Integrated analysis of myeloperoxidase in gastric health and cancer: associations with pepsinogen levels, immune regulation, and prognosis in a large healthy population-based and TCGA cohorts

• Published in: Frontiers in immunology Vol. 16; p. 1590257
• Main Authors: Zhou, Junteng, Kong, Qihang, Liu, Xiaojing, Huang, Yan
• Format: Journal Article
• Language: English
• Published: Switzerland Frontiers Media S.A 2025
• Subjects: Adenocarcinoma - immunology; Adenocarcinoma - mortality; Aged; association; Biomarkers, Tumor; Cohort Studies; cross-sectional study; Female; gastric adenocarcinoma; Gastric Mucosa - immunology; Gastric Mucosa - metabolism; Gastric Mucosa - pathology; Humans; Male; Middle Aged; myeloperoxidase; Pepsinogen A - blood; Pepsinogen A - metabolism; pepsinogen ratio; Peroxidase - genetics; Peroxidase - metabolism; Prognosis; Stomach Neoplasms - immunology; Stomach Neoplasms - metabolism; Stomach Neoplasms - mortality; Stomach Neoplasms - pathology; association; cross-sectional study; myeloperoxidase; gastric adenocarcinoma; pepsinogen ratio
• ISSN: 1664-3224; 1664-3224
• DOI: 10.3389/fimmu.2025.1590257

Myeloperoxidase (MPO) is a key enzyme involved in immune responses and oxidative stress, yet its roles in gastric physiology and gastric cancer remain incompletely understood. This study comprises two independent analyses: (1) to investigate the association between MPO and gastric mucosal injury markers (pepsinogen I, II, and PGR) in a large healthy population, and (2) to evaluate the prognostic significance and immune-regulatory mechanisms of MPO in gastric adenocarcinoma (GA). We analyzed data from 16,943 individuals in a healthy population-based cohort and 375 GA patients from The Cancer Genome Atlas (TCGA).
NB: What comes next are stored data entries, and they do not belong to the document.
PR #32060, opened 2025-06-18
triedb/pathdb: introduce file-based state journal

jsvisa:
allow write trie journal into a local file instead of disk, used when the trie jounral is >= 4GB, ref https://github.com/gballet/go-ethereum/pull/546#issue-3124319461


cmd/utils/flags.go
```diff
@@ -465,6 +465,11 @@ var (
 		Value:    15,
 		Category: flags.PerfCategory,
 	}
+	CacheTrieJournalFlag = &cli.StringFlag{
```
rjl493456442: Please don't reuse the deprecated flag, as it has slightly different meaning, and also will bring confusion to users.

Let's make another flag called `triedb.journal`

rjl493456442: It should have a default value, e.g., `DATADIR/triedb.journal` to always enable the file-based journaling

triedb/pathdb/journal.go
```diff
@@ -315,8 +331,33 @@ func (db *Database) Journal(root common.Hash) error {
...
+		file    *os.File
+		journal io.Writer
+		tmpName = db.config.JournalPath + ".tmp"
+	)
+	if db.config.JournalPath != "" {
+		// Write into a temp file first
+		var err error
+		file, err = os.OpenFile(tmpName, os.O_WRONLY|os.O_CREATE|os.O_TRUNC, 0644)
+		if err != nil {
+			return fmt.Errorf("failed to open journal file %s: %w", db.config.JournalPath, err)
```
jsvisa:
```suggestion
			return fmt.Errorf("failed to open journal file %s: %w", tmpName, err)
```

eth/ethconfig/config.go
```diff
@@ -60,6 +60,7 @@ var Defaults = Config{
 	TrieCleanCache:     154,
 	TrieDirtyCache:     256,
 	TrieTimeout:        60 * time.Minute,
+	TrieDBJournal:      "triedb.journal",
```
jsvisa:
```suggestion
	TrieDBJournal:      "triedb.journal.rlp",
```

fjl:
The idea is good, but the path should not be configurable. We should just resolve the path in the datadir and store the file there unconditionally.

rjl493456442:
This pull request is backward-compatible:

- Upgrade from old version, the journal will be resolved from database and persist into file
- Downgrade to old version, Geth will attempt to resolve journal from database only and drop in-memory layers if not matched

The journal directory will be $DATADIR/triedb, with `$DATADIR/triedb/merkle.journal` for legacy merkle trie database and `$DATADIR/triedb/verkle.journal` for verkle respectively.

rjl493456442:
logs:

```
INFO [06-27|14:17:56.460] Load database journal from file          path=/home/gary/eth-sepolia/el/geth/triedb/merkle.journal

...

INFO [06-27|14:21:04.978] Persisting dirty state                   head=5,276,356 root=b0d1cb..19ba68 layers=1551
INFO [06-27|14:21:06.556] Persisted dirty state to file            path=/home/gary/eth-sepolia/el/geth/triedb/merkle.journal size=342.21MiB elapsed=1.578s
```

rjl493456442 (approved):
sgtm

rjl493456442 (approved):

PR #32063, opened 2025-06-19
WIP: new transaction index

omerfirmak:
This PR adds a lot of contextual data to be stored in transaction index entry to help with speeding up tx-hash-based RPC queries.


sins921 (approved):

rjl493456442:
I personally against this change. Reason:

The transaction index is quite heavy. We've chosen to retain indexes for only the last 2,350,000 blocks, yet it’s still substantial with the current format, 40 bytes per entry (32-byte key and 8-byte value).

In the healthy cohort, multivariate linear regression was used to evaluate associations between MPO and pepsinogen levels. In the GA cohort, survival analyses (OS, DSS, PFI) were conducted using Kaplan-Meier and Cox regression models. Gene expression analysis, functional enrichment (GO, KEGG, GSEA), and immune infiltration analysis (ssGSEA) were performed to explore MPO-related mechanisms in GA. In the healthy cohort, MPO was inversely associated with PGR (β = -0.009, P < 0.0001) and PGI (β = -0.057, P < 0.0001). Subgroup and threshold effect analyses revealed non-linear associations and stronger effects among hypertensive individuals, smokers, and alcohol consumers. In the TCGA cohort, high MPO expression was an independent predictor of poor OS (HR = 2.781, P = 0.002) and DSS (HR = 3.667, P < 0.001). Functional analyses showed that MPO was associated with immune-related pathways and increased infiltration of macrophages (R = 0.379, P < 0.001) and dendritic cells (R = 0.377, P < 0.001). This study highlights the distinct roles of MPO in gastric mucosal injury and gastric cancer. In healthy individuals, MPO is associated with markers of gastric mucosal damage, while in GA patients, MPO serves as a prognostic biomarker linked to immune dysregulation. These findings suggest that MPO may be a potential target for monitoring or intervention in gastric mucosal injury and gastric cancer.